== Task statement ==
Work through the entries below and show every line in which "shared" is found.
★ ★ ★ ★ ★ ★ ★
PR #8462, opened 2023-07-12
Mobile: Add Email to note to new Joplin Cloud section on Settings screen

pedr:
Related to feature https://github.com/laurent22/joplin/issues/8459

We are adding a Joplin Cloud section to the Settings screens to show the inbox email address to Joplin Cloud users.

Screenshot from 2023-07-12 18-20-07

## Functionality:

When the Joplin Cloud target is selected for synchronization we will show a new section in the settings screen that will reference any settings that may involve Joplin Cloud.

For now, we will have only one section called Email to Note where the Joplin Cloud user will be able to copy the inbox email.

Every time the users open the Settings screen and the Joplin Cloud tab is visible we will check if the `emailToNote.inboxEmail` property was set in the application state, if it was not we will make a request to the server to try to get this information.

## Testing:

- Should only show the Joplin Cloud section when Joplin Cloud is selected as a synchronization target.
- Should only make a request if Joplin Cloud tab is visible and the property `emailToNote.inboxEmail` still is an empty string (default value).
- The button `Copy to clipboard` should copy the inbox email to the clipboard.
- If the user is not able to connect to Joplin Cloud the email field will be empty.

### DIFF
--- a/packages/app-mobile/components/screens/ConfigScreen.tsx
+++ b/packages/app-mobile/components/screens/ConfigScreen.tsx
@@ -24,6 +24,7 @@ const shared = require('@joplin/lib/components/shared/config-shared.js');
 import SyncTargetRegistry from '@joplin/lib/SyncTargetRegistry';
 import { openDocumentTree } from '@joplin/react-native-saf-x';
 import biometricAuthenticate from '../biometrics/biometricAuthenticate';
+import Clipboard from '@react-native-community/clipboard';
 
 class ConfigScreenComponent extends BaseScreenComponent {
 	public static navigationOptions(): any {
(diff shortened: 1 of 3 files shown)


packages/app-mobile/components/screens/ConfigScreen.tsx
```diff
@@ -373,12 +374,28 @@ class ConfigScreenComponent extends BaseScreenComponent {
...
+		const syncTarget = reg.syncTarget();
+		const fileApi = await syncTarget.fileApi();
+		const api = fileApi.driver().api();
+
+		const owner = await api.exec('GET', `api/users/${api.userId}`);
+
+		if (owner.inbox_email) {
+			Setting.setValue('emailToNote.inboxEmail', owner.inbox_email);
+		}
+	}
```
laurent22, line 397: Same here - you should use your emailFetcher code from the other pull request. That's the benefit of having a shared codebase, we can (and should) reuse code between desktop and mobile app

pedr:
Closing in favor of https://github.com/laurent22/joplin/pull/8460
★ ★ ★ ★ ★ ★ ★
== Result ==
@@ -24,6 +24,7 @@ const shared = require('@joplin/lib/components/shared/config-shared.js');
laurent22, line 397: Same here - you should use your emailFetcher code from the other pull request. That's the benefit of having a shared codebase, we can (and should) reuse code between desktop and mobile app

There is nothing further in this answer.